Exercise instructions >> Find the string "andresailer" in the listing below and return each line it appears in.

Data to process >>
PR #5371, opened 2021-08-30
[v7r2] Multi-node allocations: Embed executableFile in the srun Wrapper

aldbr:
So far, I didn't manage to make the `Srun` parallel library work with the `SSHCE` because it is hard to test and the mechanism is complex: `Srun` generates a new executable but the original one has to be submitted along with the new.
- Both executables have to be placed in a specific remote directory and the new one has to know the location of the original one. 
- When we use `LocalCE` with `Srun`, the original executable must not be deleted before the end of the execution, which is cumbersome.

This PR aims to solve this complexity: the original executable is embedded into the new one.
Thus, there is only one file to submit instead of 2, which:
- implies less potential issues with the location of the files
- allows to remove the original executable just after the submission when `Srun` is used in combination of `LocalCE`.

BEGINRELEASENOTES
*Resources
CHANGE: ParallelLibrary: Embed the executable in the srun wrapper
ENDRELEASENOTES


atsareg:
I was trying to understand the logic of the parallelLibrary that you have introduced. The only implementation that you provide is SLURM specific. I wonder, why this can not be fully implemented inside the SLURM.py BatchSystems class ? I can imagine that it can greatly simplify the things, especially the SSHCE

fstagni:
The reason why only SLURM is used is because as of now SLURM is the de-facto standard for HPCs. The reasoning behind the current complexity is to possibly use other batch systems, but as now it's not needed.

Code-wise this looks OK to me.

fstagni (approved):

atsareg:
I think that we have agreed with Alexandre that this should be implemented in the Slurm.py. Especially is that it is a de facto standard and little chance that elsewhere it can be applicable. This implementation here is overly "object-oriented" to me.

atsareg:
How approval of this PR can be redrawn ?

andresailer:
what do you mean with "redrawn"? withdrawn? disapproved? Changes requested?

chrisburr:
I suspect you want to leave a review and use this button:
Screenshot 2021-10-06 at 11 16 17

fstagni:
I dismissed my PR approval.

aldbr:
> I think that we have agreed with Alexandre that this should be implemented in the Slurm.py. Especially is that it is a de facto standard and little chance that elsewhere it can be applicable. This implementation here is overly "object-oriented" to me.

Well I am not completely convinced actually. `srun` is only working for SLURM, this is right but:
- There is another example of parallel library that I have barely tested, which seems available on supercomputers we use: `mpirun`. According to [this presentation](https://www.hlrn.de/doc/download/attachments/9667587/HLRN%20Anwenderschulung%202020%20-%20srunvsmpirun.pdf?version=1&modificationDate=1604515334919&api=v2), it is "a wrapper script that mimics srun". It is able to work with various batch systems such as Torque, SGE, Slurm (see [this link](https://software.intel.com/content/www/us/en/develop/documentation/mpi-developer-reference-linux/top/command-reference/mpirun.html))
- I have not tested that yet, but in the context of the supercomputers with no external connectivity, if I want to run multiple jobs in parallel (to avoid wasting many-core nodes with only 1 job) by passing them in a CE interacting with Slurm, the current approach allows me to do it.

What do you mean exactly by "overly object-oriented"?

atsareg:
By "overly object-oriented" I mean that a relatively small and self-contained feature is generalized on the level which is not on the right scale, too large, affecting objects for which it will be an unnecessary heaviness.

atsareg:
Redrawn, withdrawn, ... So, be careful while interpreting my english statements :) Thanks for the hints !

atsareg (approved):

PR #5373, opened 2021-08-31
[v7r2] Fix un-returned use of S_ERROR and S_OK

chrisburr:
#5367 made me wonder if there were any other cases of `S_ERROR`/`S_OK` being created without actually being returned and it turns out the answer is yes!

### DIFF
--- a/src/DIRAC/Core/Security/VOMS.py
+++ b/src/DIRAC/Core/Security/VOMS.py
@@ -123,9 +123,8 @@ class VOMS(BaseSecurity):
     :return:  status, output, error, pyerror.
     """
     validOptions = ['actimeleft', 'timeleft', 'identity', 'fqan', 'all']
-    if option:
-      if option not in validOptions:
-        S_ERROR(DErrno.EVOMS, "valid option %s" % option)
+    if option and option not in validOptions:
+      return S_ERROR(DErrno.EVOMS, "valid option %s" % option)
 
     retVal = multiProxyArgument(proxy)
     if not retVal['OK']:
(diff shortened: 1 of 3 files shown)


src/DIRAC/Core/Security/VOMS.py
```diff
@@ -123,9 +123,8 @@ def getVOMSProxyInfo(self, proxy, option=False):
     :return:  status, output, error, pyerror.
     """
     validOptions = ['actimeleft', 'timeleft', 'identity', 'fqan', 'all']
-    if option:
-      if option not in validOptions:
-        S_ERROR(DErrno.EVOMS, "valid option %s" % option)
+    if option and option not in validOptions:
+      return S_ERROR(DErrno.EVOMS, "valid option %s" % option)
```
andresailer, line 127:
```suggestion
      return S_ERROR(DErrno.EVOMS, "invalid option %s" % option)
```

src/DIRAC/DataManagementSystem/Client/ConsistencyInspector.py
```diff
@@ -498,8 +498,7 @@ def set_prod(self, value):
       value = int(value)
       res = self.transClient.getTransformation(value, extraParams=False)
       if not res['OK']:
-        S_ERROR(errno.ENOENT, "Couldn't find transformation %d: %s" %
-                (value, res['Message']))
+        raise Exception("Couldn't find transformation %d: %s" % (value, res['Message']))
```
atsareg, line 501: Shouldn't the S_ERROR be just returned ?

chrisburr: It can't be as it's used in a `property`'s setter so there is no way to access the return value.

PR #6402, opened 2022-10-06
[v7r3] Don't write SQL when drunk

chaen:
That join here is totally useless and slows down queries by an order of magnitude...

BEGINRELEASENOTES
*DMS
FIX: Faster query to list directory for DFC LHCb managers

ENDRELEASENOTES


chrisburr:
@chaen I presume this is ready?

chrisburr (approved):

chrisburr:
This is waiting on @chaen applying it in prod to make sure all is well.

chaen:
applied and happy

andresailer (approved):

Reply >>
andresailer:
andresailer, line 127:
andresailer (approved):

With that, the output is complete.